Sin nombre virus glycoprotein trafficking

Abstract

Sin Nombre virus (SNV) is a major representative of the New World hantaviruses and the most common cause of hantavirus pulmonary syndrome (HPS) with high mortality in North America. Unlike other members of the family Bunyaviridae which mature in the Golgi complex, New World hantaviruses have been previously reported to mature at the cell surface. For family Bunyaviridae viruses, retention of the viral glycoproteins at the Golgi complex is thought to be responsible for their Golgi maturation. In our studies, the majority of SNV glycoproteins, G1 and G2, was localized in the Golgi complex when expressed from a full-length GPC clone or in SNV-infected cells, in agreement with data for other members of the family Bunyaviridae, including the Old World hantaviruses.

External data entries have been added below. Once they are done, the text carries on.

PR #1248, opened 2022-06-10
adds the ability to open online files to the function OpenFile

ahah43:
# PR Details

adds the ability to open online files to the function OpenFile
## Description

The given "file name" passed to the OpenFile function is to be checked first if it is an url. If so, the file at that address is loaded, else, the old behaviour of treating "file name" as a path continuous.
## Types of changes

## Checklist

### DIFF
--- a/excelize.go
+++ b/excelize.go
@@ -25,7 +25,8 @@ import (
 	"strconv"
 	"strings"
 	"sync"
-
+	"net/http" 			// https://github.com/ahah43
+"net/url"				// https://github.com/ahah43
 	"golang.org/x/net/html/charset"
 )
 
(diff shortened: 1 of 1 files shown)


excelize.go
```diff
@@ -25,7 +25,8 @@ import (
 	"strconv"
 	"strings"
 	"sync"
-
+	"net/http" 			// https://github.com/ahah43
+"net/url"				// https://github.com/ahah43
```
xuri, line 29: The code style should be following the [Contributing Guidelines](https://github.com/xuri/excelize/blob/master/CONTRIBUTING.md), it should be formatted, and remove the comments.

xuri (commented):
Thanks for your pull request, the [`OpenReader`](https://xuri.me/excelize/en/workbook.html#OpenReader) function can be read data stream from `io.Reader`. Fetch, or receive files from the network by HTTP or other protocols was not in the scope of this library, so I don't suggest to add this feature.

Issue #1267, opened 2022-07-02
Several unhandled errors


MJacred:
**Description**

Code has multiple unhandled errors and just continues running, risking potential crashes, ignoring bad parameters, etc. instead of checking and handling or returning the error.

PR coming up right away - open to feedback.

PR #1268, opened 2022-07-02
WIP: Handle and return more errors

MJacred:
# PR Details

## Description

However, the SNV glycoproteins could also be detected at the cell surface at advanced posttransfection or postinfection time points. G1 expressed in the absence of G2 did not accumulate in the Golgi, but remained predominantly associated with the endoplasmic reticulum (ER). Overexpressed amounts of apparently misfolded G1 were aggregated in a subcellular compartment likely to represent the aggresome. Unexpectedly, an additional major pool of G1 was detected intracellularly in SNV-infected and GPC-expressing transfected cells, by using a SNV G1-specific Fab antibody. This pool of G1 is predominantly localized in late endosomes–lysosomes.